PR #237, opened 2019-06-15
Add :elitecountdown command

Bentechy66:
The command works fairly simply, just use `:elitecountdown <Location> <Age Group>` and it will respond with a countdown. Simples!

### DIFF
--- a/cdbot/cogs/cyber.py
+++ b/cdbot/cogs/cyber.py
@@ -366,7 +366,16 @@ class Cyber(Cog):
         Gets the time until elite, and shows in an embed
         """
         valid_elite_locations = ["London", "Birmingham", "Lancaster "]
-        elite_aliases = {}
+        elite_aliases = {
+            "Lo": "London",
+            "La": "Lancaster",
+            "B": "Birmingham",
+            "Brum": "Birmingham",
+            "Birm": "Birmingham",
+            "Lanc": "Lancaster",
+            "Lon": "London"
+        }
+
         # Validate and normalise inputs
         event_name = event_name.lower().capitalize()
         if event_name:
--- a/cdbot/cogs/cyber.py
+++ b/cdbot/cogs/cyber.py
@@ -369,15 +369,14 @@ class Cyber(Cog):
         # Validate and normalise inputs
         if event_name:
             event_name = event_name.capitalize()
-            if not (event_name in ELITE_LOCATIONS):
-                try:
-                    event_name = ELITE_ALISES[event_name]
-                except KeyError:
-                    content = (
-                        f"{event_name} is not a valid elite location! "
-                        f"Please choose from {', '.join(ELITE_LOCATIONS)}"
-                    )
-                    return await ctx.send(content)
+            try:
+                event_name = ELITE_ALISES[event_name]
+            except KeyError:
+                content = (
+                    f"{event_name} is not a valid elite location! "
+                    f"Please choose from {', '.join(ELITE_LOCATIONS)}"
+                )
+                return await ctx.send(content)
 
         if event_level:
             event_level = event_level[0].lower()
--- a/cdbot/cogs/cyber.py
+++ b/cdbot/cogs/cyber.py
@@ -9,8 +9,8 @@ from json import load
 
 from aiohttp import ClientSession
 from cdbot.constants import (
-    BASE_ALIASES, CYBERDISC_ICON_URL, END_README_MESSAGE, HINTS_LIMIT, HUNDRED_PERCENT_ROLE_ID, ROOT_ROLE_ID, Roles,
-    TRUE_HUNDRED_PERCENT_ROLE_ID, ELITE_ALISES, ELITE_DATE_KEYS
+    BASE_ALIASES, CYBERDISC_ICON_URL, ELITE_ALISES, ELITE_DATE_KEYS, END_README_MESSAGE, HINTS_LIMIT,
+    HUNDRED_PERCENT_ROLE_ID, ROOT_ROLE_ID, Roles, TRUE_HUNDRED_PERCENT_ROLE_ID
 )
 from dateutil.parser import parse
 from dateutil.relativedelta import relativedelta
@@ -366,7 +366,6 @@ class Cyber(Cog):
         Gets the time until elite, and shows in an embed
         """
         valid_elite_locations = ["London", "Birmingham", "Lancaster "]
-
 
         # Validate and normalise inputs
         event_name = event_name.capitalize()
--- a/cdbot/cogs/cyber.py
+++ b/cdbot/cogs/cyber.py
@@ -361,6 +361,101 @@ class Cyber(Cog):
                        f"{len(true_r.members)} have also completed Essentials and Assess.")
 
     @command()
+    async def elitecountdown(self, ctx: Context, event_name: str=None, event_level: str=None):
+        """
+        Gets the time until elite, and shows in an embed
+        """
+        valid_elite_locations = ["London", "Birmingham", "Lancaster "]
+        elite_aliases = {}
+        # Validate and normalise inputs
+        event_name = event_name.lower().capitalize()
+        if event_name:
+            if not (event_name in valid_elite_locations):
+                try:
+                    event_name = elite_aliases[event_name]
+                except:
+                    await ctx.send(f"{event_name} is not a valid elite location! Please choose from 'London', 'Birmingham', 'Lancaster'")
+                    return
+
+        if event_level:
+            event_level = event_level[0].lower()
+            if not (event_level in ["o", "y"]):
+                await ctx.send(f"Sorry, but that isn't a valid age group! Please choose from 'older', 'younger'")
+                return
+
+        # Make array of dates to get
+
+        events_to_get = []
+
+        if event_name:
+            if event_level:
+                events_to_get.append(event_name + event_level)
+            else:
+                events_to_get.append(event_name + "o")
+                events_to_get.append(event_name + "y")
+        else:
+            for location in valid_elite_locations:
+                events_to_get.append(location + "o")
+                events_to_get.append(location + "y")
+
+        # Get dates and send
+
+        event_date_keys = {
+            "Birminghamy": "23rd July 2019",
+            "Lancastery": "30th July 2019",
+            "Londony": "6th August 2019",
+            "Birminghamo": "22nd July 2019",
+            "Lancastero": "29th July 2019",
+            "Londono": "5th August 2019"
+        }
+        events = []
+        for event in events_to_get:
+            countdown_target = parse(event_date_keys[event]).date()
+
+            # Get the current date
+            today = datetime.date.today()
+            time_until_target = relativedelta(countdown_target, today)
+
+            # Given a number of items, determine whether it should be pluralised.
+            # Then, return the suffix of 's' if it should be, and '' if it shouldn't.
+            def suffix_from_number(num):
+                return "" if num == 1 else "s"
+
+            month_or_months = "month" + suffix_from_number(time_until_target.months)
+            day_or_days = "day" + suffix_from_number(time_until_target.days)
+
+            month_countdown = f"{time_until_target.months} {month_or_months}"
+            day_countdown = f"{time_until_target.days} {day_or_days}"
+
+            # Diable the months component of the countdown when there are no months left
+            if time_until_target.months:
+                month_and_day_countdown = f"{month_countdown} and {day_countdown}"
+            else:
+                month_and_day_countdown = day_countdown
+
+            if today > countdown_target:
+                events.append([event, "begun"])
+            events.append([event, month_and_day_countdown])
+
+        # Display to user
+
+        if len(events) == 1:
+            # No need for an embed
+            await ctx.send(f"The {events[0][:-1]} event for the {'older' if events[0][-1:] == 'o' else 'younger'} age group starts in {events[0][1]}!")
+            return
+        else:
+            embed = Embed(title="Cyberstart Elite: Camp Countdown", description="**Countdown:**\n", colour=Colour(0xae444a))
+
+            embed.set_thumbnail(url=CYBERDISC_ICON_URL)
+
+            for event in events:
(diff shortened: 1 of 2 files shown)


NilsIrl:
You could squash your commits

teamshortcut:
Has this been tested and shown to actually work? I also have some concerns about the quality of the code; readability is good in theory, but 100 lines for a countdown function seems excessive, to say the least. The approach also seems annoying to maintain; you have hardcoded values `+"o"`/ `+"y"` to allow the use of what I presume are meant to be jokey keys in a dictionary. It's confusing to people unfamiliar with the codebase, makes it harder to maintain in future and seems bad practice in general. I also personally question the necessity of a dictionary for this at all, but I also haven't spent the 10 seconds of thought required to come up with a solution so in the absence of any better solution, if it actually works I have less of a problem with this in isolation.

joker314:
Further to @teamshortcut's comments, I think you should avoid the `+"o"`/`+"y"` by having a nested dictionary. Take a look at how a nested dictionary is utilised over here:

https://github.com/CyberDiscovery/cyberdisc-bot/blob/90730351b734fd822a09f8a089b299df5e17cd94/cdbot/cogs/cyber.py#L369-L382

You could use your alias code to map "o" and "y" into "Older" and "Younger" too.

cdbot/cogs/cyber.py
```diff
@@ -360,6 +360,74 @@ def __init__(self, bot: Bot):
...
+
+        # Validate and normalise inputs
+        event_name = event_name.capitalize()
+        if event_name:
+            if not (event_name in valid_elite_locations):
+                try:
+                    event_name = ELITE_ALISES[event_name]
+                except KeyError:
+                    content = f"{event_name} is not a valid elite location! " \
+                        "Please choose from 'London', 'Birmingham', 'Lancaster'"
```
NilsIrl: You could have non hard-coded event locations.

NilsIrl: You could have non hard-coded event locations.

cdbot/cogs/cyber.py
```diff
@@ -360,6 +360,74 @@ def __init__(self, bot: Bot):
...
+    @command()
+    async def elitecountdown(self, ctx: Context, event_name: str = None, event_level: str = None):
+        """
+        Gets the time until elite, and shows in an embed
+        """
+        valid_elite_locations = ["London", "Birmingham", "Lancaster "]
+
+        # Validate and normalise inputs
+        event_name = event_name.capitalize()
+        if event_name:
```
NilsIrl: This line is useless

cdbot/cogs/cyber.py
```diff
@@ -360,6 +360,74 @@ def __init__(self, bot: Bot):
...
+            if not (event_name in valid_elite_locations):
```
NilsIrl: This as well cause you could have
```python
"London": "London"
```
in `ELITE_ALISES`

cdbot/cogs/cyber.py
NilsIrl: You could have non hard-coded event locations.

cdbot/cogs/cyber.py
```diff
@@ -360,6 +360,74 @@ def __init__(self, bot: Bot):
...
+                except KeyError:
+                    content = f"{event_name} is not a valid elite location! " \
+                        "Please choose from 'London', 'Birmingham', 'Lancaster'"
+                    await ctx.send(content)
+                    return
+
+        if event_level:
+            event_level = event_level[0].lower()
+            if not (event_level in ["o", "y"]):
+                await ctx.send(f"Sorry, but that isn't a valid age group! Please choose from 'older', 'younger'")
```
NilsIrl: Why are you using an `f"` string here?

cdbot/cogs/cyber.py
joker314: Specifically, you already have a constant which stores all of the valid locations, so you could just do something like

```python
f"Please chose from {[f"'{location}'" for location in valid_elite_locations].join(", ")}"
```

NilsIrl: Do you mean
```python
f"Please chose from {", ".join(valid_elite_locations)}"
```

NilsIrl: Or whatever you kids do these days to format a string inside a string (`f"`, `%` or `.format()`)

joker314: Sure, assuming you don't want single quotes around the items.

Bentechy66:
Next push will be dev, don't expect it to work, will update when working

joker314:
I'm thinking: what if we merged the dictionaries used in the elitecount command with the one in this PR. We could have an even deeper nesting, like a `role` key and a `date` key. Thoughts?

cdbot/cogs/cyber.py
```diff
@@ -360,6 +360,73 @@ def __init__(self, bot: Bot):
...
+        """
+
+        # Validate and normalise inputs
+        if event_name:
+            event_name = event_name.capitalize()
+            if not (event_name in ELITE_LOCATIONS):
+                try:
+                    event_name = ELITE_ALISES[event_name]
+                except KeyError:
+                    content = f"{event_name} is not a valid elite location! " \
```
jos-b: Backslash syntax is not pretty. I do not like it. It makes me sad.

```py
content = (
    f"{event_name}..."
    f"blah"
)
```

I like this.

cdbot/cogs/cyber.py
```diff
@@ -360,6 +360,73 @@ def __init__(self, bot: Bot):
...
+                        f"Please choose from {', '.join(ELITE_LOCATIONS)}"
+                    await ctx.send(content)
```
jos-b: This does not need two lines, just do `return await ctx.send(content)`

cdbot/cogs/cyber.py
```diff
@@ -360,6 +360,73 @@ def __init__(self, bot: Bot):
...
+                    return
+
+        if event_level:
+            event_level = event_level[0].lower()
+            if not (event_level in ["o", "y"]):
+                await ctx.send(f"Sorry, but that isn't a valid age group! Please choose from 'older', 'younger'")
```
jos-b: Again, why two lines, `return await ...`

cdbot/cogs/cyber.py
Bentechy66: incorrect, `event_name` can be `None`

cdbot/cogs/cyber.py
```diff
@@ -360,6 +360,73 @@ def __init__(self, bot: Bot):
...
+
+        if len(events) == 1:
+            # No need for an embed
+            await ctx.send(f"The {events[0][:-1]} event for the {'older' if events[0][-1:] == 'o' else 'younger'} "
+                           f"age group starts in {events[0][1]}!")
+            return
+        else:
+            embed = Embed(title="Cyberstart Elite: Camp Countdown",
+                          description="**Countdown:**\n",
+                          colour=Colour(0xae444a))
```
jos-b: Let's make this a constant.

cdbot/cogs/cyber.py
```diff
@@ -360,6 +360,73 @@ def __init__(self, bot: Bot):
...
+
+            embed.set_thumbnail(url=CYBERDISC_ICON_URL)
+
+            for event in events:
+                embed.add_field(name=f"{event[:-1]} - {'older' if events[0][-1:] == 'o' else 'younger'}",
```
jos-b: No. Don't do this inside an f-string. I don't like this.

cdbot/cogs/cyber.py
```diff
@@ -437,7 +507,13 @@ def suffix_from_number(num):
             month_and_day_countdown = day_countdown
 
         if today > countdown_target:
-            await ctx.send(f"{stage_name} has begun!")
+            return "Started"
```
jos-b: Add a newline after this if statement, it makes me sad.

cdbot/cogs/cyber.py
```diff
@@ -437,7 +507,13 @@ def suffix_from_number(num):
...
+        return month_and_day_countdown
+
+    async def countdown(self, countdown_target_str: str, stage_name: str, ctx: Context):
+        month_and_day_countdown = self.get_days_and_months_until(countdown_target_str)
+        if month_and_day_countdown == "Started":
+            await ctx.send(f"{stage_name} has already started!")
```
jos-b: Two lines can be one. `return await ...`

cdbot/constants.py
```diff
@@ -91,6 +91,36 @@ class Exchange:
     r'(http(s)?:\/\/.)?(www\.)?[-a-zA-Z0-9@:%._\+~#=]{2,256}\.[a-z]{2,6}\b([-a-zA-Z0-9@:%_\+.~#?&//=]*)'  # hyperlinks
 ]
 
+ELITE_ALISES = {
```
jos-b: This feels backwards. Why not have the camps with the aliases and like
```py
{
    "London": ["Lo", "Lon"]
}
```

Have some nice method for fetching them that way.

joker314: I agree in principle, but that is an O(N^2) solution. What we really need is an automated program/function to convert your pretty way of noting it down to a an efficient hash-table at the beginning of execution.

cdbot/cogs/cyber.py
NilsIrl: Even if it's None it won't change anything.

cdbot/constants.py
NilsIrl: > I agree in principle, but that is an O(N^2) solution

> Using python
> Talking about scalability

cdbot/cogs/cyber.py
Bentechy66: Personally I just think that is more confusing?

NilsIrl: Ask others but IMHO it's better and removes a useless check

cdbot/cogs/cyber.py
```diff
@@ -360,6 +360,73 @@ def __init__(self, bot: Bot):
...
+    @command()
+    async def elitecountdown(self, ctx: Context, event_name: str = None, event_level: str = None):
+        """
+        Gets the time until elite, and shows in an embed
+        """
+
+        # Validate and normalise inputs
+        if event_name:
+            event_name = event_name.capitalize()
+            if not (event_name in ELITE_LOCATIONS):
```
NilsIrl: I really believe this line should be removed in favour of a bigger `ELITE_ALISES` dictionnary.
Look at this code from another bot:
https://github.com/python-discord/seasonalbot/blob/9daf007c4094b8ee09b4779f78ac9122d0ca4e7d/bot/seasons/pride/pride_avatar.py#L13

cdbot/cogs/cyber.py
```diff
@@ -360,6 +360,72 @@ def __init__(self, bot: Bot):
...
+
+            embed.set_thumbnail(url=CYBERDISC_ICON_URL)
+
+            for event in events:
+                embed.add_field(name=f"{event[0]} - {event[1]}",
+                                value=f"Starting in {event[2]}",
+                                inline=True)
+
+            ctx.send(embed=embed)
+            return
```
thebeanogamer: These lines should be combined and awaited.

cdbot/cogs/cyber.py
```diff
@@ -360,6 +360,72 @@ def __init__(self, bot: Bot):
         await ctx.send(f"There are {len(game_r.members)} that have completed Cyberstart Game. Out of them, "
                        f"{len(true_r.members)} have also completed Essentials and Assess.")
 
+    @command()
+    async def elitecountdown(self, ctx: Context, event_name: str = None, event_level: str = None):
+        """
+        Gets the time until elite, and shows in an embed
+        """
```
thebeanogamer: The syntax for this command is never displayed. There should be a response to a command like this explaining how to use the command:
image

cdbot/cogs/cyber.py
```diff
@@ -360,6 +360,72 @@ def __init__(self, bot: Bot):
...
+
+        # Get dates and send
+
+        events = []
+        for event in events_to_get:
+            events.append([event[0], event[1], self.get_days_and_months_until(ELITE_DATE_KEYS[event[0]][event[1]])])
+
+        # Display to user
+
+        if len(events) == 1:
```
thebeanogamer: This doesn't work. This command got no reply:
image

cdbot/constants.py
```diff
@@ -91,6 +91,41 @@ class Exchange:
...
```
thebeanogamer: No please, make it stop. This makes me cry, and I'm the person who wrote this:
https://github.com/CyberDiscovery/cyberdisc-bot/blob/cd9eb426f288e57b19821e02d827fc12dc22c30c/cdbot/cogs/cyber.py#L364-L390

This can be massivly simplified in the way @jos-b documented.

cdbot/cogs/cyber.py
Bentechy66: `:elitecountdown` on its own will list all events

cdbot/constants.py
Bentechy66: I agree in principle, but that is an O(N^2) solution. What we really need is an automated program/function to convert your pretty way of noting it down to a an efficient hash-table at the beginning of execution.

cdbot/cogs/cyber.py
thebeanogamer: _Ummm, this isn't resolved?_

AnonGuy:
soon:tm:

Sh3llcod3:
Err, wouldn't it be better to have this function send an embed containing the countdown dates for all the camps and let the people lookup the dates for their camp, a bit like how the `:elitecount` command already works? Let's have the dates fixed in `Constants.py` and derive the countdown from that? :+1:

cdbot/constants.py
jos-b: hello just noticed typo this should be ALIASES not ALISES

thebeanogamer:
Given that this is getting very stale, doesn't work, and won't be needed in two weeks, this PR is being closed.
--- --- ---
Work to be completed: From the material above, determine how many lines hold the string "dictionary"; give the number without comment.

Task solution: 2